Just five pages later, we find that MacArthur accepted "the Japanese surrender on the carrier
Yorktown in 1945." Well, it was MacArthur, and it was 1945, but the surrender occurred on the
battleship Missouri.
The TV show
Father Knows Best is taken as the metaphor for the coach-driven football of the 1950s. We are led to believe that pretty much every American watched the show, and was thus primed for the rise of pro football (or something like that). The problem:
Father Knows Best was almost cancelled its first year, didn't make the top 15 in ratings until its fifth season, when it reached #14, and rose to #6 in the following, final season.
The famed CBS Sam Huff documentary of 1960, which demonstrates the fusion of football and show business, was narrated by "America's most venerated newsman, Walter Cronkite." Unfortunately, Cronkite didn't receive his veneration job, anchor of the nightly news, until two years after the documentary. (Paolantonio has real problems with CBS News, as he makes a point about the rise in importance of pro football by implying that the network was willing to pay big bucks for a TV contract in 1964 to ensure the success of
60 Minutes, a show that didn't debut until 1968).
But these are just examples of Paolantonio's attempts to magnify the significance of the sport. The aggrandizement extends to descriptions of the sport itself, using turns of phrase that would be embarrassing to any hack TV guy. Brett Favre's "astounding" 38 pass attempts in a game is not even close to astounding. The NY Giants kicker makes a field goal, "the first time that an opposing kicker had connected on a game-winner in overtime in Lambeau playoff history": this, in the third overtime game ever played in Lambeau playoff history.
I have no doubt that it is frustrating, even soul-deadening, to spend your life desperate to snare interviews with people who make hundreds of times the money you make, and who regard you, at best, as extended PR firms for their wonderful selves. To forever be an outsider when you're so determined to come off as an insider has to, at times, be as bad a feeling as there is.

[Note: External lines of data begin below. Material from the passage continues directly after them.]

Issue #111, opened 2015-06-19
Searches performed without the fulltext gambit fail


tobscure:
e.g. searching for `tag:blog` fails because the API wants to include relevantPosts but there are none.

PR #3653, opened 2022-09-25
fix(tags): tag text color contrast

### LINKED ISSUE #3633: [Tags] `var(--tag-color)` should depend on `var(--tag-bg)` rather than `var(--body-bg)`
### Current Behavior

When you create a colored tag with an extremely light or dark background, the tag's text color (defined by `var(--tag-color)`) will be more or less readable depending on your choice regarding the dark/light theme.

### Steps to Reproduce

For example, I just created a very light colored tag on Nightly. Here is the same tag appearance with light and dark theme:

| light mode | dark mode |
| ------------ | ------------ |
| Screenshot 2022-09-07 at 18-07-32 Flarum_nightly | Screenshot 2022-09-07 at 18-19-45 Flarum_nightly |

### Expected Behavior

I expect my colored tags to be readable in every condition. This is not literarily a bug, but this is a real a11y issue.

### Screenshots

_No response_

### Environment

- Nightly

_No response_

### Possible Solution

I'd like to propose a new snippet (let's call it `contrast.ts`. I think it's worth placing it directly into the core (`framework/core/js/src/common/utils/contrast.ts`), because it could be very useful to resolve more contrast issues in the future. I already began to develop a PoC some times ago, but I never finished it because I was writing a thesis. Now that I'm free, I'd like to propose a PR which adds this util, and a second PR which uses it in order to make `var(--tag-color)` depending directly on `var(--tag-bg)`. Then it could be used as a good example to improve other pieces of the flarum frontend when it comes to contrast issues.

WDYT?

### Additional Context

The simple snippet I worked on:

```ts
/**
 * The `getContrast` utility converts a hex color to rgb, and then calcul a YIQ
 * value in order to get the appropriate contrast value (is it dark or is it light?)
 * See https://www.w3.org/TR/AERT/#color-contrast for references
 */

export default function getContrast(hexcolor: String) {
  const hexnum = hexcolor.replace("#", "");
  const r = parseInt(hexnum.substr(0,2),16);
  const g = parseInt(hexnum.substr(2,2),16);
  const b = parseInt(hexnum.substr(4,2),16);
  const contrast = ((r*299)+(g*587)+(b*114))/1000;

  return contrast;
}
```

ornanovitch:
**Fixes #3633**

Depends on #3652 

Use [the new `isDark` utility](#3652) to add new classes (e.g. `tag-dark` or `tag-light`) for better contrasts between tag's bg and text.

My code style?

**Screenshot**

|                      | before                                                                                                                                                     | after                                                                                                                                               |
| ------               | ---------------------------------------------------------------------------------------------------------------------------------------------------        | -----                                                                                                                                               |
| discussion list      | Screenshot 2022-09-25 at 18-28-23 flarobe        | Screenshot 2022-09-25 at 18-27-31 flarobe |
| admin edit modal   | Screenshot 2022-09-26 at 10-10-57 flarobe | Screenshot 2022-09-26 at 10-11-28 flarobe |
| tags page            | Screenshot 2022-09-26 at 10-07-41 Tags - flarobe |  Screenshot 2022-10-18 at 20-07-46 Tags - flarobe |
| discussion list hero | Screenshot 2022-09-29 at 15-47-59 General - flarobe | Screenshot 2022-09-29 at 15-59-34 General - flarobe |
| discussion hero      | Screenshot 2022-09-29 at 16-24-49 hello the dark world - flarobe | Screenshot 2022-09-29 at 16-25-06 hello the dark world - flarobe |
| "start a discussion" btn | Screenshot 2022-09-29 at 16-27-45 General - flarobe | Screenshot 2022-09-29 at 16-39-41 General - flarobe |

**Necessity**

**Confirmed**


framework/core/js/src/common/utils/getContrast.ts
```diff
@@ -0,0 +1,21 @@
+/**
+ * The `getContrast` utility converts a hex color to rgb, and then calcul a YIQ
+ * value in order to get the appropriate contrast value (is it dark or is it
+ * light?) See https://www.w3.org/TR/AERT/#color-contrast for references
+ */
+
+export default function getContrast(hexcolor: String) {
```
davwheat: I think we should export a second `isDark` util here to avoid repeating `>= 128` and avoid using this magic number through our code.

davwheat (changes requested):

ornanovitch:
There is maybe a last element to work on, but it's less trivial, I need to think a bit more about it:

Screenshot 2022-10-15 at 14-23-02 zfeez - flarobe

 Other than that, I think my proposal is ready :)

luceos (approved):
@Ornanovitch first off, thanks for the determination to get this working, good job!

This looks okay, someone needs to confirm this works locally, though that seems to be okay.

extensions/tags/js/src/forum/addTagLabels.js
```diff
@@ -23,7 +24,13 @@ export default function () {
       const color = tags[0].color();
       if (color) {
         view.attrs.style = { '--hero-bg': color };
-        view.attrs.className += ' DiscussionHero--colored';
```
davwheat, line 26: We would need to keep this for backwards compatibility.

extensions/tags/js/src/forum/addTagLabels.js
```diff
@@ -23,7 +24,13 @@ export default function () {
...
+
+        if (isDark(color)) {
+          view.attrs.className += ' DiscussionHero--dark';
+        }
+        else {
+          view.attrs.className += ' DiscussionHero--light';
+        }
```
davwheat:
```suggestion
        view.attrs.className = classList(view.attrs.className, 'DiscussionHero--colored', isDark(color) ? 'DiscussionHero--dark' : 'DiscussionHero--light');
```

extensions/tags/js/src/forum/addTagLabels.js
```diff
@@ -1,6 +1,7 @@
 import { extend } from 'flarum/common/extend';
 import DiscussionListItem from 'flarum/forum/components/DiscussionListItem';
 import DiscussionHero from 'flarum/forum/components/DiscussionHero';
+import isDark from 'flarum/common/utils/isDark';
```
davwheat:
```suggestion
import isDark from 'flarum/common/utils/isDark';
import classList from 'flarum/common/utils/classList';

```

extensions/tags/js/src/forum/components/TagHero.js
```diff
@@ -1,4 +1,5 @@
 import Component from 'flarum/common/Component';
+import isDark from 'flarum/common/utils/isDark';
 import tagIcon from '../../common/helpers/tagIcon';
```
davwheat, line 3:
```suggestion
import tagIcon from '../../common/helpers/tagIcon';
import classList from 'flarum/common/utils/classList';
```

extensions/tags/js/src/forum/components/TagHero.js
```diff
@@ -7,7 +8,7 @@ export default class TagHero extends Component {
     const color = tag.color();
 
     return (
-      <header className={'Hero TagHero' + (color ? ' TagHero--colored' : '')} style={color ? { '--hero-bg': color } : ''}>
+      <header className={'Hero TagHero' + (color ? ' TagHero--colored' : '') + (isDark(color) ? ' TagHero--dark' : ' TagHero--light')} style={color ? { '--hero-bg': color } : ''}>
```
davwheat:
```suggestion
      <header className={classList('Hero', 'TagHero', { 'TagHero--colored': color }, isDark(color) ? 'TagHero--dark' : 'TagHero--light')} style={color ? { '--hero-bg': color } : ''}>
```

extensions/tags/js/src/forum/components/TagsPage.js
```diff
@@ -58,7 +59,7 @@ export default class TagsPage extends Page {
                 const children = sortTags(tag.children() || []);
 
                 return (
-                  <li className={'TagTile ' + (tag.color() ? 'colored' : '')} style={{ '--tag-bg': tag.color() }}>
+                    <li className={'TagTile ' + (tag.color() ? 'colored ' : '') + (isDark(tag.color()) ? 'tag-dark' : 'tag-light')} style={{ '--tag-bg': tag.color() }}>
```
davwheat:
```suggestion
                  <li className={classList('TagTile', { 'colored': tag.color() }, isDark(tag.color()) ? 'tag-dark' : 'tag-light')} style={{ '--tag-bg': tag.color() }}>
```

extensions/tags/js/src/forum/components/TagsPage.js
```diff
@@ -4,6 +4,7 @@ import Link from 'flarum/common/components/Link';
 import LoadingIndicator from 'flarum/common/components/LoadingIndicator';
 import listItems from 'flarum/common/helpers/listItems';
 import humanTime from 'flarum/common/helpers/humanTime';
+import isDark from 'flarum/common/utils/isDark';
```
davwheat:
```suggestion
import isDark from 'flarum/common/utils/isDark';
import classList from 'flarum/common/utils/classList';
```

extensions/tags/less/common/TagLabel.less
```diff
@@ -16,10 +16,21 @@
   }
 
   &.colored {
-    --tag-color: @body-bg;
```
davwheat, line 19: I think we should keep this line just in case.

extensions/tags/less/common/TagLabel.less
```diff
@@ -16,10 +16,21 @@
...
+      }
+    }
+
+    &.tag-light {
+      --tag-color: @text-on-light;
+
+      .TagLabel-text {
+        color: var(--tag-color) !important;
+      }
     }
```
davwheat:
```suggestion
    &.tag-dark {
      --tag-color: @text-on-dark;
    }

    &.tag-light {
      --tag-color: @text-on-light;
    }
    
    
    .TagLabel-text {
      color: var(--tag-color) !important;
    }
```

davwheat (changes requested):

extensions/tags/js/src/common/helpers/tagLabel.js
```diff
@@ -1,4 +1,5 @@
 import extract from 'flarum/common/utils/extract';
+import isDark from 'flarum/common/utils/isDark';
 import Link from 'flarum/common/components/Link';
```
davwheat, line 2:
```suggestion
import Link from 'flarum/common/components/Link';
import classList from 'flarum/common/utils/classList';
```

extensions/tags/js/src/common/helpers/tagLabel.js
```diff
@@ -14,6 +15,13 @@ export default function tagLabel(tag, attrs = {}) {
     if (color) {
       attrs.style['--tag-bg'] = color;
       attrs.className += ' colored';
+
+      if (isDark(color)) {
+        attrs.className += ' tag-dark';
+      }
+      else {
+        attrs.className += ' tag-light';
+      }
```
davwheat:
```suggestion
      attrs.className = classList(attrs.className, 'colored', isDark(color) ? 'tag-dark' : 'tag-light');
```

davwheat (changes requested):

davwheat:
I know not all of these changes are completely due to your edits (e.g., the use of `classList` instead of string concatenation), but they do represent changes we're trying to make within our code base, and they can be included within this PR without any judgement imo.

ornanovitch:
> I know not all of these changes are completely due to your edits (e.g., the use of `classList` instead of string concatenation), but they do represent changes we're trying to make within our code base, and they can be included within this PR without any judgement imo.

That's fine, thank you for your kind review! I'm not a js dev at all so I can't even argue about this^^ And I clearly understand the path of rationalization you are going through. I'll commit those changes in a few hours :)

ornanovitch:
Oooops, I merged the `dist` files... Is it a problem?

extensions/tags/js/src/forum/components/TagHero.js
```diff
@@ -1,13 +1,15 @@
...
+import classList from 'flarum/common/utils/classList';
 
 export default class TagHero extends Component {
   view() {
     const tag = this.attrs.model;
     const color = tag.color();
 
     return (
-      <header className={'Hero TagHero' + (color ? ' TagHero--colored' : '')} style={color ? { '--hero-bg': color } : ''}>
+      <header className={classList('Hero', 'TagHero', { 'TagHero--colored': color }, isDark(color) ? 'TagHero--dark' : 'TagHero--light')} style={color ? { '--hero-bg': color } : ''}>
```
ornanovitch: `style={color ? { '--hero-bg': color } : ''` has no effect anymore.. I'm investigating :mechanic:

ornanovitch: Never mind, wrong file... :facepalm:

ornanovitch:
~~all is fixed but I don't know what to do about the `dist` files...~~

I made it! No more dirty dist :+1: 

I give it a last review

SychO9:
Thanks for the PR!

Instead of creating multiple classes for each component, and since it's always a color change, I feel like it might be better to have two reusable classes, perhaps something along the lines of `.a11y-lightened-text` `.a11y-darkened-text`.

What do you think @davwheat @Ornanovitch ?

ornanovitch:
> Thanks for the PR!
> 
> Instead of creating multiple classes for each component, and since it's always a color change, I feel like it might be better to have two reusable classes, perhaps something along the lines of `.a11y-lightened-text` `.a11y-darkened-text`.
> 
> What do you think @davwheat @Ornanovitch ?

I need to sleep on it but that sounds like a good idea :)

ornanovitch:
Can someone try this `tag-contrast` branch and tell me if it works? I have some unexpected `TypeError` since my last commits, I think yarn is unhappy :crying_cat_face: I hope it's only a local problem

edit: all good, it's working, I had a local problem!

ornanovitch:
@SychO9 this is more tricky than what I expected, because the vast majority of those rules are too specific:

Those are variables redefinitions:
https://github.com/flarum/framework/blob/ca01b4c049bf638d2c00f1e0d92248a6112e5003/extensions/tags/less/common/TagLabel.less#L21-L27
https://github.com/flarum/framework/blob/ca01b4c049bf638d2c00f1e0d92248a6112e5003/extensions/tags/less/forum/TagHero.less#L1-L8

Those are background rules:
https://github.com/flarum/framework/blob/ca01b4c049bf638d2c00f1e0d92248a6112e5003/extensions/tags/less/common/TagLabel.less#L44-L48

Those rules need the `<a>` tag, not only a class:
https://github.com/flarum/framework/blob/ca01b4c049bf638d2c00f1e0d92248a6112e5003/extensions/tags/less/common/TagLabel.less#L52-L62

Those are mixins:
https://github.com/flarum/framework/blob/ca01b4c049bf638d2c00f1e0d92248a6112e5003/extensions/tags/less/forum/TagTiles.less#L111-L115

So I don't think it worth creating generic classes for now: it would only work for one rule I think (the New Discussion button). WDYT?

SychO9:
Yea, this is where CSS variables help with specificity issues. Let me push a commit later for this 👍🏼

SychO9 (changes requested):
Pushed a commit to make it more flexible to change color based on YIQ using CSS Variables without having to define modifier classes for every component.

I also change the `#111` & `#ddd` colors to `#000` & `#fff`. They easier to the eyes, the other colors looked really odd with some backgrounds.

Another thing I noticed while testing locally 🤔. Too many other colors are changing that I don't think we want them changed. That's due to the threshold of `128` which insures high contrast results. That's good for a11y but I believe we want to introduce a high contrast mode in the future for this specific case rather than change all default coloring.

Can we please increase the threshold to `138`?

ornanovitch:
Wow, what an improvement! Thank you :rocket: :rocket: :rocket: I need to learn about those css variables tricks.

> I also change the #111 & #ddd colors to #000 & #fff. They easier to the eyes, the other colors looked really odd with some backgrounds.

That's fine IMO

> Too many other colors are changing that I don't think we want them changed. That's due to the threshold of 128 which insures high contrast results. That's good for a11y but I believe we want to introduce a high contrast mode in the future for this specific case rather than change all default coloring.
>
> Can we please increase the threshold to 138?

I don't have strong opinion on this, but I'd like to test a little. Do you have examples of some unexpected color changes?

SychO9:
> I'd like to test a little. Do you have examples of some unexpected color changes?

I use tag colors from discuss, the white text color on support tag by default is fine, but isDark with the current threshold of 128 leads in dark text color. (same with 90% tags).

Like I mentioned before, it's actually better for a11y for people who need really high contrast, but the intention is to fix that in the future through a high contrast mode anyway.

ornanovitch:
Tested, it seems perfect to me :)

extensions/tags/less/common/TagLabel.less
```diff
@@ -16,7 +16,7 @@
   }
 
   &.colored {
-    --tag-color: @body-bg;
+    --tag-color: var(--contrast-color, var(--body-bg));
```
ornanovitch, line 19: @SychO9 is this some kind of fallback logic?

SychO9: Yes, it uses the contrast color if it is set (like using the text contrast classes) otherwise it'll use he default value. In this case the default is `body-bg`

ornanovitch: That's awesome, I learn a lot with this refactor, thank you!

SychO9 (approved):
The last commit I pushed preserves design colo consistency in both light & dark modes.
This looks ready to be merged now.

iamdarkle:
This is really cool, congrats on the long work on this!!

I'm glad I'll soon be able to get rid of my CSS mess that was trying to match the color with each of my tags.

askvortsov1 (approved):
Very cool!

But to ham-fistedly attempt to create an importance to what you do doesn't serve the cause, it merely looks pathetic. And
How Football Explains America has that reek about it. If anything, it creates the opposite reaction - it makes you realize just how unimportant big-time sports really is, how, perhaps, we should spend more time reading Tocqueville and less trying to find tenuous links between him and our obsession with entertainment.